Right now I have a coding project I'm doing for work, one for a side for-profit thing, and one I'd like to do just for fun.<p>I'm trying to decide whether to do them with as little overlap as possible with the goal of total focus, or all at once with the hope of cross pollination of ideas.<p>What's your threshold and/or ideal?  I realize this will vary a lot by individual, free time, complexity of the projects -- but I'm interested to hear some opinions of HN members on this.
======
thaiyoshi
I see one project as a luxury. It has to be interesting and you have to have
ownership for one project to be the right answer. You also need a way to pay
the bills. When working for someone else, my magic number is two so you don't
end up getting stuck and waiting.

------
warwick
If given a choice, I prefer to work on one thing to the exclusion of all other
things.

It takes me a day or two to really get into a project.

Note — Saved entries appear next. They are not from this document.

PR #380, opened 2024-05-07
SPR1-2655: New `mvf_download` script

ludwigschwardt:
The new `mvf_download` script downloads an MVFv4 dataset (or a subset of chunks) from the MeerKAT archive to disk using rclone. You need a new-ish [rclone](https://rclone.org/downloads/) if it is not on your system. Run the script like this:
```
mvf_download.py https://archive/1698676533/1698676533_sdp_l0.full.rdb?token=<> dest
```
Data will appear in three subdirectories in the specified output directory as
```
  dest/1698676533/...
  dest/1698676533-sdp-l0/...
  dest/1698676533-sdp-l1-flags/...
```
If the script crashes or you terminate it, you can just run it again and it will carry on, fixing any half-downloaded chunks along the way. If it completes, you can be sure that all your data is safely downloaded.

BONUS: you can even copy just parts of the data (e.g. the tracks and not the slews). This works as long as your selection picks out a subset of the chunks but leaves the chunks themselves intact. It is well suited for time-based selections, e.g.
```
mvf_download.py url directory --select='{"scans": "track"}'
mvf_download.py url directory --select='{"scans": 1}'
mvf_download.py url directory --select='{"scans": [0, 1, 2]}'
mvf_download.py url directory --select='{"targets": "J1939-6342"}'
```
The chunks that are not copied will appear as "lost" data in the downloaded dataset, but that is fine. If you apply the same selection, you won't see it.

In the process I also
- improved the chunk store to expose lists of chunk names via PlaceholderChunks,
- improved dataset opening times by avoiding unnecessary initial downloads from the archive (using dask "meta"),
- cleared out crappy old scripts (FringeFinder?? 🪦) and installed `mvf_copy` properly,
- exposed useful dask array info on `VisFlagsWeights`, and
- improved documentation all around.


scripts/mvf_copy.py
```diff
@@ -39,13 +39,53 @@
...
+        formatter_class=argparse.RawDescriptionHelpFormatter,
+    )
     parser.add_argument('source', help='Dataset URL (or input RDB file path)')
     parser.add_argument('dest', type=Path, help='Output directory')
     parser.add_argument('--corrprods',
-                        help='Select correlation products (kwarg to katdal.DataSet.select). '
-                        'Keeps all corrprods by default.')
+                        help='Select correlation products (kwarg to '
+                             'katdal.DataSet.select). Keeps all corrprods by default.')
     parser.add_argument('--workers', type=int, default=8 * dask.system.CPU_COUNT,
```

Once I'm there, I find
that I naturally cycle my focus between projects every three to four weeks. My
biggest challenge to getting things done is the day when I finish off a
project cycle and try to figure out what to work on next. If I don't have a
clear idea, I flit between a half dozen or so potential projects until I dig
my teeth into one.

I also to have 'little projects' on the side burner to work on for a couple
hours if I'm feeling the need for a break without full-on switching into
another project. These little projects tend to be things like 'learn how to do
this in framework X' or 'write up a blog entry for sample code Y'.

It's worth noting that I work predominantly on desktop software, so I'm used
to a longer release cycle than a lot of people here.

------
run4yourlives
Key word being successfully.

1.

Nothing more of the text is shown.